Saved entries
------------------------------------------------------------
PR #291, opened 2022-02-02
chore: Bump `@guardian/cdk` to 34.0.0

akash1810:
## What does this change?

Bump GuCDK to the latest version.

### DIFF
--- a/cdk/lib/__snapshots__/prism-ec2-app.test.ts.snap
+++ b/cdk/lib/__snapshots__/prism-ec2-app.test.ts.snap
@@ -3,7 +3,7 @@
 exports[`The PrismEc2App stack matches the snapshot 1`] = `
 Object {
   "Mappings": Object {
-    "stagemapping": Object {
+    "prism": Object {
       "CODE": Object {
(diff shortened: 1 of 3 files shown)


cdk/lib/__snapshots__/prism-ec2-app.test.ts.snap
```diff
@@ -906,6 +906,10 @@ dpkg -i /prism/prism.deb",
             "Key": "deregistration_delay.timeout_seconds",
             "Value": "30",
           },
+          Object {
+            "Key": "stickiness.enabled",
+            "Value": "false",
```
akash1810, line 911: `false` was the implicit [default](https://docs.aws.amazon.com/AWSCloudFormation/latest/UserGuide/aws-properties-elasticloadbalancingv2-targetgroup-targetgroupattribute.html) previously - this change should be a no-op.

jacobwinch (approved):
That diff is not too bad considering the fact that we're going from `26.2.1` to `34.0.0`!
------------------------------------------------------------
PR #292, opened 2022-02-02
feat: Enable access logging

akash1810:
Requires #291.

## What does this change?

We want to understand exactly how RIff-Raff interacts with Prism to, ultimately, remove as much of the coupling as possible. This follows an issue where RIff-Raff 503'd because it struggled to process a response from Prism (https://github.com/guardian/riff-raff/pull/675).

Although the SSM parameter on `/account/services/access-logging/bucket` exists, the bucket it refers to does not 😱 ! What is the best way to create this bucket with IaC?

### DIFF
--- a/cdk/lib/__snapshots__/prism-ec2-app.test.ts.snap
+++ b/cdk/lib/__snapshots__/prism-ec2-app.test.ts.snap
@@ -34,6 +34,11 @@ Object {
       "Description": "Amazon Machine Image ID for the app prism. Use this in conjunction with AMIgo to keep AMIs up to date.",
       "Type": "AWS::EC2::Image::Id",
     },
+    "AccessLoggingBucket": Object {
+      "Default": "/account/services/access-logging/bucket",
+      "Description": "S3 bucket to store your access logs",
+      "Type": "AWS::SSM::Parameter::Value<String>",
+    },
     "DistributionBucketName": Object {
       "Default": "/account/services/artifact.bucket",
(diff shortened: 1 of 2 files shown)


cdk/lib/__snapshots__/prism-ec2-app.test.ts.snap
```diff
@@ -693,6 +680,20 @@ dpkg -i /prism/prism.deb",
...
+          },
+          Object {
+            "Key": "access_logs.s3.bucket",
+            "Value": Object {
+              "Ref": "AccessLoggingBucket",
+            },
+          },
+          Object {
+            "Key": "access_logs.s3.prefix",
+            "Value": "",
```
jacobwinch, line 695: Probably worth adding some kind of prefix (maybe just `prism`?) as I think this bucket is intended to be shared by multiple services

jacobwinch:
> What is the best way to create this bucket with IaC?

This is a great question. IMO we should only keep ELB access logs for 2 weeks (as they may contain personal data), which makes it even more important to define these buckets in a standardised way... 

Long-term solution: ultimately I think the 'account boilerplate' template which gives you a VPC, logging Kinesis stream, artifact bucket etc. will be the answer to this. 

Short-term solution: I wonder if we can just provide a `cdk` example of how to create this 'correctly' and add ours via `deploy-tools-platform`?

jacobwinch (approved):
------------------------------------------------------------
ASSIGNMENT
Please find every line in the records that contains the word "Type", and copy it out.

ANSWER FOR THIS EXERCISE
       "Type": "AWS::EC2::Image::Id",
+      "Type": "AWS::SSM::Parameter::Value<String>",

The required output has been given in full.